PR #863, opened 2024-05-03
Passband cleanup with extinction bugfix

aprsa:
* when generating passband files, extinction tables were not stored correctly because of a missing "f" in the string definition
* passband history and comments were intertwined in a way that did not make sense. Now history is reserved for automated tasks and comments are reserved for user-provided information.
* minor code cleanup.

Related to [issue 73](https://github.com/phoebe-project/phoebe-development/issues/73) and [issue 65](https://github.com/phoebe-project/phoebe-development/issues/65).

### DIFF
--- a/phoebe/atmospheres/passbands.py
+++ b/phoebe/atmospheres/passbands.py
@@ -138,7 +138,7 @@ def raise_out_of_bounds(nanvals, atm=None, ldatm=None, intens_weighting=None):
 class Passband:
     def __init__(self, ptf=None, pbset='Johnson', pbname='V',
                  wlunits=u.AA, calibrated=False, reference='', version=1.0,
-                 comments='', oversampling=1, ptf_order=3, from_file=False):
+                 comment=None, oversampling=1, ptf_order=3, from_file=False):
         """
         <phoebe.atmospheres.passbands.Passband> class holds data and tools for
         passband-related computations, such as blackbody intensity, model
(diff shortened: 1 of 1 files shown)


kecnry:
Is any of this applicable for a bugfix release so that we can update passbands on the server with extinction compatible with 2.4?

aprsa:
Probably not worth the bugfix, no, because it only affects creating passbands, not hosting/parsing/loading them. I just created stock passbands (bolometric and V) and I'll soon create all others. They are backwards-compatible.

Raindogjones:
I don't think this bug affects the release version, so doesn't explain why extinction is missing from some passbands on the server.

aprsa:
@Raindogjones who says I was using the main branch when creating those passbands? ;)

Raindogjones:
Not me, that's for sure. Still means no bugfix necessary for 2.4

Raindogjones (approved):
All looks good to me.

phoebe/atmospheres/passbands.py
```diff
@@ -354,9 +373,9 @@ def save(self, archive, overwrite=True, update_timestamp=True, export_inorm_tabl
             have been deprecated since phoebe 2.4; for backwards compatibility
             we still may need to export them to fits files so that pre-2.4
             versions can use the same passband files.
-        * `history_entry` (string, optional): history entry to append to the
-            fits file.  Note that previous entries will be maintained if
-            (and only if) overwriting an existing file with `overwrite=True`.
+        * `export_legacy_comments` (bool, optional, default=True): whether to
+            export the dummy COMMENTS card (used in old passbands) in addition
+            to the new COMMENT card.
```
kecnry, line 378: is there a reason we can't just keep calling it `COMMENTS`?  Would that not be backwards-compatible either?

aprsa: yep, COMMENT is a reserved fits keyword that should be used exclusively because fits handles multiple instances of COMMENT natively under the hood. COMMENTS, on the other hand, is not standard and we need to implement the parsing logic in phoebe, which is a pain and it also violates fits standards. So I'd say we should stick to COMMENT. More on that [here](https://docs.astropy.org/en/stable/io/fits/index.html).

kecnry (approved):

---------------

_Required action_. Return, word for word, every line from the line with "kecnry, line 378: is" to the final line of the data.

_Solution to the exercise_.
kecnry, line 378: is there a reason we can't just keep calling it `COMMENTS`?  Would that not be backwards-compatible either?

aprsa: yep, COMMENT is a reserved fits keyword that should be used exclusively because fits handles multiple instances of COMMENT natively under the hood. COMMENTS, on the other hand, is not standard and we need to implement the parsing logic in phoebe, which is a pain and it also violates fits standards. So I'd say we should stick to COMMENT. More on that [here](https://docs.astropy.org/en/stable/io/fits/index.html).

kecnry (approved):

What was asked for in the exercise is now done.